Année politique Suisse 1996 : Sozialpolitik / Sozialversicherungen
Grundsatzfragen
Die totalrevidierte
Bundesverfassung soll, wenn es nach dem Willen des Bundesrates geht, ein
deutliches Bekenntnis zur Sozialstaatlichkeit enthalten. Das Gewicht, das der Sozialpolitik zukommt, wird dadurch unterstrichen, dass der Artikel über die
Sozialziele (Art. 33 VE 96) ein eigenständiges Kapitel der neuen Verfassung bildet. Explizit erwähnt und präzisiert werden die Themen soziale Sicherheit, Gesundheit, Arbeit, Wohnen, Bildung und Jugend
[1].
Im Rahmen der
Legislaturplanung 1995-1999 hielt der Bundesrat fest, dass seit mehreren Jahren die sozialen Unterschiede in der Schweiz wieder zunehmen.
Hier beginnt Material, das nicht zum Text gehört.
PR #1097, opened 2019-03-29
Allow setting the stop timeout for stopping a FNatsServer

brandonbodnar-wk:
### Story:
When stopping a FNatsServer, the stop method awaits the server's
configured executor service for up to a defined number of seconds.
This is to give the server time to finish processing current tasks.

This time use to be hard coded to 30 seconds. Different servers may
have different needs, however. Allowing callers to both configure
the stop timeout for the server or to specify a timeout while calling
stop will enable additional use cases where a timeout other than the
default is desired.

### Acceptance Criteria:

### Design Notes:
Existing behavior should not change.

### How To Test:
Unit testing added.

### My Test Results:
Passed locally.

#### Reviewers:
@Workiva/product2

### DIFF
--- a/lib/java/src/main/java/com/workiva/frugal/server/FNatsServer.java
+++ b/lib/java/src/main/java/com/workiva/frugal/server/FNatsServer.java
@@ -45,6 +45,7 @@ public class FNatsServer implements FServer {
     private static final Logger LOGGER = LoggerFactory.getLogger(FNatsServer.class);
     public static final int DEFAULT_WORK_QUEUE_LEN = 64;
     public static final int DEFAULT_WATERMARK = 5000;
+    public static final int DEFAULT_STOP_TIMEOUT = 30;
 
     private final Connection conn;
     private final FProcessor processor;
@@ -53,6 +54,7 @@ public class FNatsServer implements FServer {
     private final String[] subjects;
     private final String queue;
     private final long highWatermark;
+    private final long stopTimeout;
 
     private final CountDownLatch shutdownSignal = new CountDownLatch(1);
     private final ExecutorService executorService;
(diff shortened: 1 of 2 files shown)


aviary3-wk:
## Security Insights

## Action Items
---

yuanmwang-wf:
Closing/reopening so workiva build can pick up the new base branch.

lib/java/src/main/java/com/workiva/frugal/server/FNatsServer.java
```diff
@@ -247,10 +265,22 @@ public void serve() throws TException {
...
+
+    /**
+     * Stops the server by shutting down the executor service processing tasks. Attempts to await
+     * existing tasks completing by up to the given timeout.
+     *
+     * @param timeout the maximum time to wait
+     * @param unit the time unit of the timeout argument
+     * @throws TException if the server fails to stop
+     */
+    public void stop(long timeout, TimeUnit unit) throws TException {
```
yuanmwang-wf: Does this need to be public?

brianshannan-wf: Yeah, that's the new method they want to call

brianshannan-wf: Actually that's a good point, I don't think this needs to be public if the stop timeout is set in the builder. Having both seems redundant, I'm not sure which would be preferred though

lib/java/src/main/java/com/workiva/frugal/server/FNatsServer.java
```diff
@@ -189,6 +194,18 @@ public Builder withHighWatermark(long highWatermark) {
...
         }
 
+        /**
+         * Controls how many seconds to attempt wait for existing tasks to complete when stopping
+         * the server via {@link FNatsServer#stop()}.
+         *
+         * @param stopTimeout duration in seconds
+         * @return Builder
+         */
+        public Builder withStopTimeout(long stopTimeout) {
```
brettkail-wk: Alternatively, `withStopTimeout(long stopTimeout, TimeUnit unit)` with `this.stopTimeoutNanos = unit.toNanos(stopTimeout);` might be less error-prone for callers.

lib/java/src/main/java/com/workiva/frugal/server/FNatsServer.java
brandonbodnar-wk: I'm good with not making this public (actually, will probably just remove it). For our use case, we will only use the Builder. 

I had added this in case someone wanted to call stop with a dynamic timeout value. But we can wait until someone actually wants that and add it back later.

lib/java/src/main/java/com/workiva/frugal/server/FNatsServer.java
brandonbodnar-wk: Good point. I had thought of this but did not do it because another method just takes milliseconds instead of a TimeUnit. But I prefer the TimeUnit method too, so I will change to that.

brettkail-wk: Yeah, having one method accept unqualified ms and another accepting unqualified sec seemed like it would just cause confusion :-).

yuanmwang-wf:
+1

kevinfrommelt-wf:
+1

Daraus zog er den Schluss, dass zu den wesentlichen Aufgaben der laufenden Legislatur zwei Prioritäten im Bereich der Sozialpolitik gehören, nämlich die Bewahrung der bereits bestehenden Sozialversicherungen durch die Sicherstellung ihrer finanziellen Grundlagen und die Schliessung von Lücken, wo solche offensichtlich sind. Als wichtige subsidiäre Ziele nannte er die Beseitigung von kostentreibenden Strukturen im Gesundheitswesen, die Existenzsicherung aller Einwohner durch eine bessere Koordination bestehender Instrumente (AHV/IV/EL/BVG) sowie einen besseren Schutz der Mutterschaft
[2].
Der Bundesrat ernannte den ehemaligen Freiburger SP-Ständerat und amtierenden Direktor des Bundesamtes für Messwesen,
Otto Piller, zum neuen
Direktor des Bundesamtes für Sozialversicherung (BSV). Er tritt dort am 1. Januar 1997 die Nachfolge von Walter Seiler an, der infolge Erreichens der Altersgrenze aus seinem Amt ausscheidet
[3].
Erstmals wurde eine globale Umverteilungsrechnung für das System der sozialen Sicherheit und Gesundheit erstellt. Die
Studie kam zum Schluss, dass 1994 Transfers in der Höhe von 29 Mia Fr. von der aktiven Bevölkerung zu den Rentnern sowie 4 Mia Fr. zu den Kindern und Jugendlichen erfolgten. Eine Betrachtung der
Umverteilung zwischen Generationen in der AHV zeigte, dass vor allem die Eintrittsgeneration, welche keine oder im Vergleich zu den späteren Versicherten nur geringe Beiträge eingezahlt hat, einen hohen Gewinn ausweist. Aber auch für die mittlere Generation ist die AHV kein Verlustgeschäft, da sich für sie immerhin noch eine reale Kapitalrendite von 1,6% ergibt. Die
Umverteilung zwischen den Geschlechtern betrug 1994 rund 16 Mia Fr. zugunsten der Frauen. Dieser Betrag resultiert im wesentlichen aus dem Umstand, dass die Haushalts- und Erziehungsarbeit der Frauen nicht monetär entschädigt wird und somit darauf keine Sozialversicherungsbeiträge entrichtet werden. Zudem haben Frauen eine höhere Lebenserwartung als Männer und nehmen somit auch länger Leistungen aus den Sozialversicherungen in Anspruch. In einem alternativen Szenario wurde deshalb die Frauenarbeit der Erwerbstätigkeit gleichgesetzt. Dieses Szenario zeigte eine wesentlich geringere Umverteilung von den Männern zu den Frauen auf
[4].
In der Frühjahrssession überwies der Nationalrat ein Postulat Weber (sp. AG), welches den Bundesrat bittet zu prüfen, mit welchen Mitteln und Verfahren auf einfache und kostenneutrale Art fiskalische (und andere)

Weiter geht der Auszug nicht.